*** PROVIDED RECORDS ***

PR #1847, opened 2020-11-12
Add/admin notice dismiss

pschoffer:
## Description

We have recently added admin-notice plugin. This change adds the ability to dismiss them.

## Checklist

## Steps to Test

1. Check out PR
1. Add a notice that shows up with dismiss identifier
1. Click dissmiss buton
1. See that notice disapeared even after reload


admin-notice/class-admin-notice.php
```diff
@@ -5,20 +5,35 @@
...
 	 *
 	 * @param string $message The text to be displayed.
 	 * @param Admin_Notice_Condition[] $conditions Conditions to pass in order to show the notice.
+	 * @param string $dismiss_identifier if provided the dismiss will become dissmisible
 	 */
-	public function __construct( string $message, array $conditions = [] ) {
+	public function __construct( string $message, array $conditions = [], string $dismiss_identifier = '' ) {
+		$position = strpos( $dismiss_identifier, self::COOKIE_DELIMETER );
+		if ( false !== $position ) {
+			\trigger_error( esc_html( "Admin Notice dissmiss identifier - $dismiss_identifier can't contain delimeter - " . self::COOKIE_DELIMETER ) );
```
pschoffer, line 22: Not sure what to do here? Should I log error in another way?

admin-notice/js/script.js
```diff
@@ -0,0 +1,72 @@
...
+}
+
+function registerDismissHooks() {
+    const dismissButtons = document.getElementsByClassName("vip-notice-dismiss");
+    for (const button of dismissButtons) {
+        button.onclick = onDismissClicked;
+    }
+}
+
+function hideDismissedNotices() {
```
pschoffer, line 55: This was originally in server-side php code, but our standard warn me against using cookies on server-side due to caching. So I moved it here

admin-notice/class-admin-notice.php
GaryJones: To log it into Kibana, it needs the second arg passed to bump the default error level.

admin-notice/js/script.js
GaryJones: This code will only be shown when logged in, and requests with logged-in cookies get a `PASS` at the edge, so there wouldn't be any page cache involved here.

pschoffer: Oh I see, Is there a comment I should add to pass linting then? Is that a common practice?

admin-notice/class-admin-notice.php
GaryJones, line 22:
```suggestion
			\trigger_error( esc_html( "Admin Notice dismiss identifier - $dismiss_identifier can't contain delimeter - " . self::COOKIE_DELIMETER ) );
```

admin-notice/class-admin-notice.php
```diff
@@ -5,20 +5,35 @@
...
+		}
+
 		$this->message = $message;
 		$this->conditions = $conditions;
+		$this->dismiss_identifier = $dismiss_identifier ? $dismiss_identifier : '';
```
GaryJones, line 27:
```suggestion
		$this->dismiss_identifier = $dismiss_identifier ?: '';
```

In a ternary condition, if the value being checked is the same as the truthy result, then since  PHP 5.3, the truthy result (lefthand operand) can be skipped.

admin-notice/class-admin-notice.php
```diff
@@ -5,20 +5,35 @@
...
 	}
 
 	public function display() {
-		printf( '<div class="notice notice-info"><p>%s</p></div>', esc_html( $this->message ) );
+		printf( '<div data-vip-admin-notice="%s" class="notice notice-info vip-notice">', esc_html( $this->dismiss_identifier ) );
+		printf( '<p>%s</p>', esc_html( $this->message ) );
+		if ( $this->dismiss_identifier ) {
+			printf( '<button type="button" class="notice-dismiss vip-notice-dismiss"></button>' );
```
GaryJones, line 34: Where is the content of the button? There should be something here for accessibility purposes, even if it is then visually styled differently.

admin-notice/class-admin-notice.php
pschoffer: What should be the correct second arg or how do I find out?

admin-notice/class-admin-notice.php
pschoffer: uuuh that is nice! However, this code is no longer needed it can be just a simple assignment. I forgot to remove it from the previous attempt.

admin-notice/class-admin-notice.php
pschoffer: E_USER_ERROR?

admin-notice/js/script.js
pschoffer: BTW what is your preference? I kinda like that both setting and reading cookie logic is in Javascript in the same file as opposed to having it split between the backend and frontend and there is no need to avoid linting issues. On the other hand, having notice to pop-up before js starts up to hide is less optimal.

admin-notice/class-admin-notice.php
pschoffer: Added content

admin-notice/class-admin-notice.php
GaryJones: It's in our public docs on WPVIP.com.

admin-notice/js/script.js
GaryJones: If someone dismisses a notice, and then loads when JS is not available, does the current solution means that it would show up again for them?

Is there a user meta / site meta field that is set which would avoid a notice from displaying from the back-end? i.e. store the fact a notice is dismissed in the DB, and not in a cookie (which could be wiped at any time).

How does WP core, or other popular plugins (Yoast SEO?) handle dismissible notices?

admin-notice/class-admin-notice.php
pschoffer: Found it thanks! - https://wpvip.com/documentation/manually-logging-errors-in-new-relic/ => `E_USER_WARNING`

admin-notice/js/script.js
pschoffer: I couldn't find a standard way to do this. [Some plugin](https://github.com/Automattic/vip-go-mu-plugins/blob/2f4d90e41975b252425d85e2fd7e5b518c83fb5f/performance/bulk-edit.php#L82) seems to be leveraging `dismissed_wp_pointers` user meta (it has ajax action that can be used to add dismissed pointers). Seems nice but a bit hacky.

Some articles I read mentioned cookies being used in most cases which is in line with the request for this change: `Dismissable (persistently...can be cookie based)` so I went with cookie.

tests/admin-notice/test-class-admin-notice.php
```diff
@@ -17,12 +17,12 @@ public function test__display() {
 		$notice->display();
 	}
 
-	public function test__display_with_button() {
+	public function test__display_dissmissible() {
```
GaryJones, line 20: Typo in test method name.

GaryJones (dismissed):
One small typo, but otherwise LGTM.

tests/admin-notice/test-class-admin-notice.php
pschoffer: Uh my Czenglish betrays me again. What is the correct form? When I googled I found `dismissible - subject to dismissal` which seems to be what I typed, but sometimes I am really blind on these things.

pschoffer: Oh it is the single 's' now I see it:)

pschoffer:
@GaryJones thanks for the patience! I checked some more options and using ajax call with user meta seems to work better than the cookie.

Could you please check again the implementation using the meta instead of cookie?

admin-notice/class-admin-notice-controller.php
```diff
@@ -5,17 +5,44 @@
...
+			'data_attribute' => Admin_Notice::DISMISS_DATA_ATTRIBUTE,
+			'identifier_key' => self::DISMISS_IDENTIFIER_KEY,
+		] );
+	}
+
+	public function dismiss_vip_notice() {
+		check_ajax_referer( self::DISMISS_NONCE_ACTION );
+
+		if ( isset( $_POST[ self::DISMISS_IDENTIFIER_KEY ] ) ) {
+			update_user_meta( get_current_user_id(), self::DISMISS_USER_META, esc_html( $_POST[ self::DISMISS_IDENTIFIER_KEY ] ) );
```
GaryJones, line 44: What is `esc_html()` doing here? Use `sanitize_text_field()` instead.

admin-notice/class-admin-notice.php
```diff
@@ -5,20 +5,33 @@
...
 
 	public function display() {
-		printf( '<div class="notice notice-info"><p>%s</p></div>', esc_html( $this->message ) );
+		$notice_class = 'notice notice-info vip-notice';
+
+		if ( $this->dismiss_identifier ) {
+			$notice_class .= ' is-dismissible';
+		}
+
+		printf( '<div %s="%s" class="%s">', esc_html( self::DISMISS_DATA_ATTRIBUTE ), esc_html( $this->dismiss_identifier ), esc_html( $notice_class ) );
```
GaryJones, line 32:
```suggestion
		printf( '<div %s="%s" class="%s">', esc_html( self::DISMISS_DATA_ATTRIBUTE ), esc_attr( $this->dismiss_identifier ), esc_attr( $notice_class ) );
```

GaryJones (changes requested):

pschoffer:
Thanks @GaryJones , I have applied your suggestions.

pschoffer:
Stacks-r1265.

admin-notice/js/script.js
```diff
@@ -0,0 +1,44 @@
+function tryGetNoticeContainer(currentElement) {
+    if (currentElement === null || currentElement.hasAttribute(dismissal_data.data_attribute)) {
+        return currentElement;
+    }
+    return tryGetNoticeContainer(currentElement.parentElement);
+}
+
+function persistDismissedNotice(containerElement) {
+    const dismissIdentifier = containerElement?.getAttribute(dismissal_data.data_attribute);
```
hrkhal, line 9: @pschoffer @GaryJones  This has introduced regressions into VIP sites. The file isn't being transpiled. It's breaking the admin for some users on older chrome.

https://github.com/Automattic/vip-go-mu-plugins-built/blob/master/admin-notice/js/script.js#L9

PR #1857, opened 2020-11-13
vip-plugins: link to post->permalink instead of post->meta->plugin_url

curtisbelt:
This PR is backwards compatible and will continue to use `meta->plugin_url` if `permalink` is unavailable.

For this PR to work properly, `permalink` value must be added to response that comes from wpvip.com REST API (handled by a separate PR for that site).

### DIFF
--- a/vip-plugins/vip-plugins.php
+++ b/vip-plugins/vip-plugins.php
@@ -1,4 +1,4 @@
-<?php 
+<?php
 
 /**
  * Retrieve featured plugins from the wpvip.com API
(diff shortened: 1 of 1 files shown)


curtisbelt:
The `permalink` value used in this PR is now available on the API (https://wpvip.com/wp-json/vip/v0/plugins?type=technology)

brandon-m-skinner (approved):

brandon-m-skinner:
r1268-stacks

PR #1870, opened 2020-11-18
Dissmiss Notice Event by Onclick

pschoffer:
## Description

Previously the hook was on `DOMNodeRemoved` which cause some other operations (e.g. page unloading) to fire it even if the button was not clicked.

## Checklist

## Steps to Test

1. Create a notice
1. Navigate to wp-admin
1. Refresh few times
1. Notice is still there
1. Dismiss Notice
1. Refresh few times
1. Notice is gone

### DIFF
--- a/admin-notice/js/script.js
+++ b/admin-notice/js/script.js
@@ -1,31 +1,31 @@
 function tryGetNoticeContainer(currentElement) {
-    if (currentElement === null || currentElement.hasAttribute(dismissal_data.data_attribute)) {
-        return currentElement;
-    }
-    return tryGetNoticeContainer(currentElement.parentElement);
+	if (currentElement === null || currentElement.hasAttribute(dismissal_data.data_attribute)) {
+		return currentElement;
+	}
+	return tryGetNoticeContainer(currentElement.parentElement);
 }
 
 function persistDismissedNotice(containerElement) {
-    const dismissIdentifier = containerElement && containerElement.getAttribute(dismissal_data.data_attribute);
-    if (dismissIdentifier) {
-        var formData = new FormData();
+	const dismissIdentifier = containerElement && containerElement.getAttribute(dismissal_data.data_attribute);
+	if (dismissIdentifier) {
+		var formData = new FormData();
 
-        formData.append('_ajax_nonce', dismissal_data.nonce);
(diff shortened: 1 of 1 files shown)


GaryJones:
Does this work if you tab to the button and activate it (Enter or Space)?

pschoffer:
Good question. Haven't thought about it. But now I tested it and it does work.

I found [this article](https://webaim.org/techniques/javascript/eventhandlers#onclick) implying it works on `buttons` (such as in this case) but wouldn't on `divs` etc..

admin-notice/js/script.js
```diff
@@ -29,10 +29,9 @@ function onDismissed(event) {
 }
 
 function registerDismissHooks() {
-    const notices = document.getElementsByClassName("vip-notice");
-    for (const notice of notices) {
-        // Hooking up on the event caused by the core implementation of is-dismissible class, which generates dismiss button.
-        notice.addEventListener("DOMNodeRemoved", onDismissed);
+    const buttons = document.getElementsByClassName("notice-dismiss");
+    for (const button of buttons) {
+        button.onclick = onDismissed;
```
nickdaugherty, line 34: Is this going to overwrite other events that are registered on these elements? Can we just use jQuery?

brandon-m-skinner: It will. Would have the use addEventListener to append click events without removing the rest at the minimum.

Should use jQuery though since that way the compatibility exactly matches WordPress so we don't end up with any     surprises like our dismiss notice not working while all other JS does or the opposite.

pschoffer: From my earlier conversation with @GaryJones use of JQuery is discourage.

Good point with overwriting non-vip-admin notices buttons. Maybe we should add back a `vip-admin-notice` on the div, then get all those diffs. And then get all the buttons in those gifts to avoid rewriting some other buttons.

nickdaugherty: 👍 I implemented this in 1e284b42e

nickdaugherty:
@GaryJones I can confirm that Spacebar works correctly to dismiss this when focused 👍

brandon-m-skinner (approved):

netsuso:
stacks-r1278

Issue #1859, opened 2020-11-16
Deprecated instagram_cache_oembed_api_response_body hook in vip-caching.php


gmazzap:
## Expected Behavior

No deprecated notices.

## Actual Behavior

Deprecated notice shown:

> Deprecated: instagram_cache_oembed_api_response_body used for __return_true is deprecated since version with no alternative available. in /var/www/wp-includes/functions.php on line 4784

## Steps to Reproduce the Problem

1. Ensures WP_DEBUG is true
2. Ensure VIP GO MU plugins are installed
3. Ensure JetPack 9.1 is installed
4. Open any website page in browser

Note: 1 to 3 are true in any current VIP GO environment right now.

## Proposed solution

Remove this line: https://github.com/Automattic/vip-go-mu-plugins/blob/ac59632bb576b7962fc27e2cfaa46342c0393d3c/vip-helpers/vip-caching.php#L774

nickdaugherty:
Thanks for the report @gmazzap - we've triaged this internally and will have a look.

GaryJones:
Fixed in #1873.

PR #1872, opened 2020-11-19
Fix Jetpack warning for instagram oembed cache

netsuso:
## Description

As described in #1859, in Jetpack 9.1 the instagram oembed cache has been deprecated. As we are adding a filter to enable this cache, it results in a warning when Jetpack 9.1 or above is in use.

This PR solves this by checking the Jetpack version before adding the filter. It had to be moved out from `vip-helpers/vip-cache.php`, as Jetpack was still not loaded, so we couldn't check the Jetpack version there. Instead, it's now directly in the mu-plugins Jetpack loader.

## Checklist

## Steps to Test

1. Check out PR.
1. Ensure that the warning no longer appears if you are using Jetpack 9.1
1. If you pin Jetpack to an older version (e.g. 9.0), the filter is correctly applied.

### DIFF
--- a/.gitmodules
+++ b/.gitmodules
@@ -7,9 +7,6 @@
 [submodule "advanced-post-cache"]
 	path = advanced-post-cache
 	url = https://github.com/Automattic/advanced-post-cache.git
-[submodule "jetpack"]
-	path = jetpack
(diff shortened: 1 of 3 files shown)


netsuso:
Added two branches by mistake. Closing this one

*** End of PROVIDED RECORDS ***

__WHAT TO DO__: Give solely the number of lines in the data that contain the string "solution".

__OUTPUT BELOW__: 2